= Semi-classical music =

In South Asia, semi-classical music (Hindi: नीम क्लासिकी मौसीक़ी, Urdu: نیم کلاسیکی موسیقی; neem klaseeki moseeqi) is derived from Hindustani classical music or Carnatic music that is often combined with filmi music.

==Historical background==
After the Indian Rebellion of 1857 or sometimes also called the First war of independence from the British rule, most Mughal court musicians moved from Delhi to the relative peace and safety of smaller towns after the failure of the 1857 rebellion.

==Thumri and Dadra==
In those smaller towns, a new musical movement gained momentum which sought relaxation from the structural limitations of the khayal form of music to allow singers to express themselves with lighter music. This new trend resulted in the development of two closely related music genres, the thumri and the dadra.

After the independence of Pakistan in 1947, this musical heritage and many of the musicians shifted to Pakistan.

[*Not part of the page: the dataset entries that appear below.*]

Issue #7338, opened 2020-04-15
Agent won't start if remote HTTP config endpoint is down


schmorgs:
## Feature Request
A useful feature of Telegraf is to pull config from a remote HTTP server, thus centralising agent configuration.  However, if the HTTP endpoint is unavailable when the agent is started, the agent throws an error and dies.  

### Proposal:
Have the agent retry the endpoint periodically if unavailable, and when online, pull the config and start as normal.

### Current behavior:
Agent will not start.

### Desired behavior:
Agent re-attempts to get the configuration, ideally driven by startup switches to control retry-interval and max retry-attempts

### Use case: 
In a large environment, it is entirely possible that the HTTP endpoint could go offline (e.g. planned or unplanned outage).  Any agents that get restarted during this interval (e.g. reboot, agent installation) would simply die, meaning some recovery process is needed to bring them back online.  
Having this retry ability in the agent would provide a more reliable solution and self-recovery.

schmorgs:
Pull request https://github.com/influxdata/telegraf/pull/7349 submitted to support this with a new CLI flag to control how ofter to retry the polling interval

sjwang90:
Adding some notes on if we implement this some behavior we would want to go about it:
- By default, set the retries to 0 - to preserve the current behavior
- Log attempts and the specific failure response codes.

sjwang90:
Related #3723

schmorgs:
Hi, I see this has been closed with a fixed retry of 3 times, but this doesn't really help much for my use case.  Basically, the agent has 30 seconds to get the config from the remote server or it dies and we need some level of recovery to get it back online which isn't great across 1000's servers.

So unfortunately, not a fix for me.

ssoroka:
Hey Schmorgs. I'd like to hear more about your use case. I am a bit concerned about Telegraf failing quietly where everything looks okay, because it's not loudly failing, but in reality it might never come up (say url was wrong or dns issue).
How do you manage your servers? doesn't Telegraf restart if it's not available? Why isn't the config mostly available? This seems like it should be a really rare problem. Is this an IoT situation where the devices are frequently offline?

I'm not against reopening the issue, though we may want to rename it to be more specific about your needs.

sjwang90:
Opened #8854 to cover the configuring behavior settings portion of this issue.

schmorgs:
Hi, thanks @sjwang90 for opening the new issue.

[...]

Issue #3723, opened 2018-01-26
Allow agent to start when input or output cannot be connected to


kelein:
I have installed telegraf **v1.4.4** via rpm and configured a input for kafka_consumer as follows:
```
## Read metrics from Kafka topic(s)
[[inputs.kafka_consumer]]
  brokers = ["localhost:9092"]
  topics = ["telegraf"]
```
It works well for gathering kafka metrics. Unfortunately, when the kafka broker is down abnormally,  It is failed to restart telegraf. The telegraf log hints this: 

```
$ service telegraf status
 
Redirecting to /bin/systemctl status telegraf.service
● telegraf.service - The plugin-driven server agent for reporting metrics into InfluxDB
   Loaded: loaded (/usr/lib/systemd/system/telegraf.service; enabled; vendor preset: disabled)
   Active: inactive (dead) since Fri 2018-01-26 20:18:16 CST; 45min ago
     Docs: https://github.com/influxdata/telegraf
  Process: 8954 ExecStart=/usr/bin/telegraf -config /etc/telegraf/telegraf.conf -config-directory /etc/telegraf/telegraf.d $TELEGRAF_OPTS (code=exited, status=0/SUCCESS)
 Main PID: 8954 (code=exited, status=0/SUCCESS)
```
> /var/log/telegraf/telegraf.log
```
2018-01-26T10:33:56Z I! Starting Telegraf v1.4.4
2018-01-26T10:33:56Z I! Loaded outputs: influxdb opentsdb prometheus_client
2018-01-26T10:33:56Z I! Loaded inputs: inputs.kernel inputs.system inputs.filestat inputs.mongodb inputs.kafka_consumer inputs.diskio inputs.swap inputs.disk inputs.docker inputs.internal inputs.kernel_vmstat inputs.cpu inputs.mem inputs.processes inputs.net inputs.zookeeper inputs.logparser
2018-01-26T10:33:56Z I! Tags enabled: host=127.0.0.1 user=telegraf
2018-01-26T10:33:56Z I! Agent Config: Interval:10s, Quiet:false, Flush Interval:10s 
2018-01-26T10:33:57Z E! Error when creating Kafka Consumer, brokers: [localhost:9092], topics: [telegraf]
2018-01-26T10:33:57Z E! Service for input inputs.kafka_consumer failed to start, exiting
kafka: client has run out of available brokers to talk to (Is your cluster reachable?)
```

### Expected behavior:

[...]

PR #7349, opened 2020-04-16
feature-7338 Retry failed remote HTTP Config on startup

schmorgs:
### Required for all PRs:

- [Y] Signed [CLA](https://influxdata.com/community/cla/).
- [Y] Associated README.md updated.
- [Y] Has appropriate unit tests.

Retry remote HTTP config pull on agent startup to prevent agent stopping if HTTP endpoint is down
https://github.com/influxdata/telegraf/issues/7338

### DIFF
--- a/internal/config/config.go
+++ b/internal/config/config.go
@@ -3,6 +3,7 @@ package config
 import (
 	"bytes"
 	"errors"
+	"flag"
 	"fmt"
 	"io/ioutil"
 	"log"
--- a/internal/config/config.go
+++ b/internal/config/config.go
@@ -851,26 +851,34 @@ func loadConfig(config string) ([]byte, error) {
 }
 
 func fetchConfig(u *url.URL) ([]byte, error) {
-	req, err := http.NewRequest("GET", u.String(), nil)
+	// Read the startup flag for config-http-retry and try to convert to integer
+	configHttpRetry, err := strconv.Atoi(flag.Lookup("config-http-retry").Value.String())
 	if err != nil {
-		return nil, err
+		return nil, fmt.Errorf("failed to process config-http-retry ")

Thumri and dadra have been and still are popular among contemporary classical vocalists in Pakistan.

==Semi-classical singers==
- Ustad Bade Ghulam Ali Khan
- Ustad Barkat Ali Khan
- Ustad Salamat Ali Khan
- Ustad Amanat Ali Khan and Bade Fateh Ali Khan
- Atif Aslam
- Hamid Ali Khan
- Shafqat Amanat Ali
- Iqbal Bano
- Ghulam Ali (singer)
- Farida Khanum
- Suraiya Multanikar
- Mehdi Hassan
- Sajjad Ali
- Lata Mangeshkar
- Asha Bhosle
- Jaffer Zaidi aka Kaavish

==Other music==

Pakistani pop music, despite starting as completely westernized music, has been heavily influenced by semi-classical by the passage of time.

Bhojpuri music genres like Thumari, Chaiti, Hori, Kajari are also part of semi classical Hindustani Music.